Think tomorrow I'll either try again on the 'net or more probably call the folks on Jeff's link above and try to order a few. If any of you are interested, stroll thru their site and pick out what ya want..gimme item number and how many you want and I'll be glad to include them in my order and relay them on to you when they get here.. Don't think I'll be ordering very many this first order until I see what they got.. Been burned too many times in the cyber world..lol

Standing by.....the OF


----------



## trodery (Sep 13, 2006)

Those are some really nice conchos on that site!

Those would look great on some mesquite handles!


----------



## EndTuition (May 24, 2004)

trodery said:


> Those are some really nice conchos on that site!
> 
> Those would look great on some mesquite handles!


I'm on it.

Here is my first mesquite handle, no conchos yet, sorry. But, I did just so happen to have a stainless steel eyebolt, go figure. Also a Texas Ebony handle with a Remington shotshell brass in the handle. I still need to epoxy it but I'm going to get some of the supper clear stuff first. I do have two conchos ready to go for the next attempt, but these handles had already been turned too small before I realized it.


----------



## trodery (Sep 13, 2006)

Cool ET!


----------



## Robert A. (Jan 8, 2009)

ET,
The Shotgun Shell is off the hook!! Got the gears turning now I see!!

RA


----------



## Flat Fish (Jun 18, 2005)

Both those are nice. I really like the shotgun shell idea.


----------



## Tortuga (May 21, 2004)

Well..we shall see about 'Concho Heaven'.. Finally got it to accept 'net order. Minimum of 10 conchos of whatever you chose.. They look pretty good on the screen..can't quite understand how they can offer 'sterling silver' for $1.50..but we shall see.. Ordered 5/8", 3/4" and 1".. Gonna have a LOT more than I wanted so I'll be in touch when they get here and see if anybody wants to give 'em a try...

I may have to go with the 'mesquite' or some other wood handles to get something round.. Been out in the shop cutting up and sanding a bunch of Axis that Capt. Wayne dropped off at the office for me..and it's gonna be hell getting the right size round butt on the antlers.. MAN !!! I STINK!!, MY NOSE STINKS !!!, MY SHOP STINKS !!!...Luv that antler...LOL


----------



## liftologist (Dec 8, 2007)

Thanks for the info Tortuga....... As for the antler my wife won't come around when I'm messing with it.......


----------



## Viking48 (Jan 24, 2006)

liftologist said:


> As for the antler my wife won't come around when I'm messing with it.......


Hmmmm - I may have to give that a try.


----------



## Flat Fish (Jun 18, 2005)

OK - I was in Hobby Lobby picking up something for my wife and I grabbed two 1" conchos for expiramenting. How are you attaching these things to the handles? I was thinking to try them on some stoppers.


----------



## EndTuition (May 24, 2004)

What I have been doing is mounting them on the lathe using the screw threads and a short bolt. Turn the back flat so it will rest flat against the wood, and then drill the center out from the back, which also removes the threaded post. This is for the case where a rod or eyebolt needs to mount on the same end. 

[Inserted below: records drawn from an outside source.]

PR #5129, opened 2026-06-11
new(data-formats): Introduce JSON representation and renderer

djarabek:
Contributes to #4989

[RFC 8259](https://datatracker.ietf.org/doc/html/rfc8259) served as my primary reference for the implementation.


code/drasil-data-formats/lib/Drasil/Data/Formats/JSON/Core.hs
```diff
@@ -0,0 +1,25 @@
...
+where
+
+import Data.Text (Text)
+import qualified Data.Text as T (pack)
+import Data.Scientific (Scientific)
+import Data.String (IsString(..))
+
+-- | A JSON representation.
+data JSON =
+    JObject [(Text, JSON)]
```
djarabek, line 17: There was a moment of panic when I thought that empty and duplicate keys weren't allowed, but the JSON spec allows these (with the caveat that implementations may handle them in different ways). I think it's fine to leave things like this for the sake of simplicity.

balacij: Good catch and thank you for noting that! It would be good to add this as a note to `JObject`'s documentation for future readers.

balacij (approved):

code/drasil-data-formats/lib/Drasil/Data/Formats/JSON/Core.hs
djarabek: Done in 6cb2b76bc2d4a7103bdf4ece8dcd623239e4b2bb

code/drasil-data-formats/lib/Drasil/Data/Formats/JSON/Core.hs
```diff
@@ -0,0 +1,27 @@
...
+    JSON(..),
+  )
+where
+
+import Data.Text (Text)
+import qualified Data.Text as T (pack)
+import Data.Scientific (Scientific)
+import Data.String (IsString(..))
+
+-- | A JSON representation.
```
JacquesCarette: Put the link to RFC 8259 also here please

code/drasil-data-formats/lib/Drasil/Data/Formats/JSON.hs
```diff
@@ -0,0 +1,8 @@
+module Drasil.Data.Formats.JSON
+  ( module Drasil.Data.Formats.JSON.Core,
```
JacquesCarette, line 2: why export everything? We should try to export as little as possible

code/drasil-data-formats/lib/Drasil/Data/Formats/JSON/Render.hs
```diff
@@ -0,0 +1,87 @@
...
+newtype JSONRenderOptions = JSONRO { style :: JSONStyle }
+
+-- | JSON Style: How the overall JSON document is formatted.
+data JSONStyle =
+    -- | With as few characters as possible and no newlines.
+    Minified
+    -- | In a "pretty" human readable way, with given indent size.
+  | Pretty Natural
+
+-- | Internal: Returns True if the given 'JSONStyle' is 'Pretty'.
```
JacquesCarette: Is this used? It is a bit of an anti-pattern

JacquesCarette (changes requested):

code/drasil-data-formats/lib/Drasil/Data/Formats/JSON.hs
djarabek: I copied what was done in the CSV module. Core and Render already only export what should be exposed.

code/drasil-data-formats/lib/Drasil/Data/Formats/JSON/Core.hs
djarabek: Done in https://github.com/JacquesCarette/Drasil/pull/5129/commits/9cdf8e4ac0eb0a0a8e6b4d6febb85fec35819c20

code/drasil-data-formats/lib/Drasil/Data/Formats/JSON/Render.hs
djarabek: Removed this in https://github.com/JacquesCarette/Drasil/pull/5129/commits/93afd6ffa3398a67ec763ce7c2025159ccf947bc

JacquesCarette (approved):

PR #5132, opened 2026-06-11
drasil-utils: rename Lists→Data.List.Extras, Strings→Data.String.Extr…

Purav-Kanda:
Renames `Utils.Drasil.Lists` → `Data.List.Extras` and `Utils.Drasil.Strings` → `Data.String.Extras` within `drasil-utils`, as discussed in #1211. Updates the `Utils.Drasil` re-export module and `package.yaml` accordingly. `Utils.Drasil.English` is left unchanged pending the future `drasil-natural-language` package.

### DIFF
--- a/code/drasil-utils/lib/Utils/Drasil.hs
+++ b/code/drasil-utils/lib/Utils/Drasil.hs
@@ -1,10 +1,10 @@
 -- | Re-exports all utilities.
 module Utils.Drasil (
   module Utils.Drasil.English,
-  module Utils.Drasil.Lists,
-  module Utils.Drasil.Strings,
+  module Data.List.Extras,
+  module Data.String.Extras,
 ) where
 
 import Utils.Drasil.English
-import Utils.Drasil.Lists
-import Utils.Drasil.Strings
+import Data.List.Extras
+import Data.String.Extras
--- a/code/drasil-utils/lib/Utils/Drasil.hs
+++ b/code/drasil-utils/lib/Utils/Drasil.hs
@@ -1,10 +1,5 @@
 -- | Re-exports all utilities.
 module Utils.Drasil (
   module Utils.Drasil.English,
-  module Data.List.Extras,
-  module Data.String.Extras,
 ) where
-
 import Utils.Drasil.English
-import Data.List.Extras
-import Data.String.Extras
--- a/code/drasil-utils/package.yaml
+++ b/code/drasil-utils/package.yaml
@@ -27,3 +27,7 @@ library:
   source-dirs: lib
   exposed-modules:
   - Utils.Drasil
+  - Data.List.Extras
+  - Data.String.Extras
+  other-modules:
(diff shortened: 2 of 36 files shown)


code/drasil-utils/lib/Utils/Drasil.hs
```diff
@@ -1,10 +1,10 @@
 -- | Re-exports all utilities.
 module Utils.Drasil (
   module Utils.Drasil.English,
-  module Utils.Drasil.Lists,
-  module Utils.Drasil.Strings,
+  module Data.List.Extras,
+  module Data.String.Extras,
```
balacij: I think we should also remove these `Data.X.Extras` from the export list. Code can directly import them instead since they're now exposed.

code/drasil-utils/package.yaml
```diff
@@ -27,3 +27,7 @@ library:
   source-dirs: lib
   exposed-modules:
   - Utils.Drasil
+  - Data.List.Extras
+  - Data.String.Extras
+  other-modules:
+  - Utils.Drasil.English
```
balacij: I don't think you need to add this, do you?

balacij (changes requested):

code/drasil-utils/package.yaml
Purav-Kanda: Good catches — will remove the other-modules entry and strip Data.List.Extras/Data.String.Extras from the re-export, updating importers to use the new modules directly.

balacij: Looks like you meant to comment this on my other comment?

code/drasil-utils/lib/Utils/Drasil.hs
Purav-Kanda: Done — removed Data.List.Extras and Data.String.Extras from the re-export list and updated all importers to use them directly. Fixed in the second commit.

code/drasil-utils/package.yaml
Purav-Kanda: My bad, I made a mistake commenting on the wrong thread — done, removed the other-modules entry. Fixed in the second commit.

balacij: Thank you @Purav-Kanda ! Let me know when you've pushed.

Purav-Kanda: done just pushed.

balacij: The other-modules entry is still there.

Purav-Kanda: Sorry about that  removed now and pushed.

balacij: Nice. This is much better. Thank you, @Purav-Kanda .

balacij (approved):
Calling @JacquesCarette for his review now too.

JacquesCarette (approved):

PR #5137, opened 2026-06-11
refactor: simplify `cuc'` constructor

balacij:
Not a fan of this change, but this at least reduces some redundancy.


JacquesCarette (approved):
Every simplification helps, and they tend to compound to enable more simplifications.

PR #2344, opened 2021-09-10
Terms: Use $query_vars['parent'] even when equals 0

### LINKED ISSUE #2232: BUG: When using get_terms it doesn't obey parent = 0
On my site I have following:

$terms = get_terms( array( 'taxonomy' => $taxonomy, 'parent' => 0, 'hide_empty' => true,  ) );

Works perfectly, it gets the terms that don't have any parents. 
Now if I add  'ep_integrate' => true, it's doesn't obey the parent = 0 anymore. It gets all the possible terms.

$terms = get_terms( array( 'taxonomy' => $taxonomy, 'parent' => 0, 'hide_empty' => true,  'ep_integrate' => true, ) );

felipeelia:
### Description of the Change

Currently, we are using `if ( ! empty( $query_vars['parent'] ) ) {` which isn't true when `parent = 0`. This PR changes the test to use `isset()` instead.

### Applicable Issues

Closes #2232

### DIFF
--- a/includes/classes/Indexable/Term/Term.php
+++ b/includes/classes/Indexable/Term/Term.php
@@ -424,7 +424,7 @@ class Term extends Indexable {
 		/**
 		 * Support `parent` query var.
 		 */
-		if ( ! empty( $query_vars['parent'] ) ) {
+		if ( isset( $query_vars['parent'] ) ) {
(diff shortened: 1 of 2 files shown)


oscarssanchez (approved):
LGTM. Some WP acceptance tests are failing but seems unrelated to the change.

I have given some thought lately however to just using a short bolt in the back of the concho since it's already threaded, and then gluing or threading that into a recessed hole on the end of the handle, but that just seems way to simple.


----------



## mr bill (Apr 1, 2006)

Tortuga, Be careful with that antler dust....That stuff is an afrodisiac....

There could be trouble in the trailer park for sure.....

BB


----------



## Tortuga (May 21, 2004)

mr bill said:


> Tortuga, Be careful with that antler dust....That stuff is an afrodisiac....
> 
> There could be trouble in the trailer park for sure.....
> 
> BB


NOW...THAT *IS* FUNNY !!!!!!

(don't I wish, mr bill....):rotfl:


----------



## metal man (Mar 30, 2006)

if youall decide to do a bulk buy count me in.


----------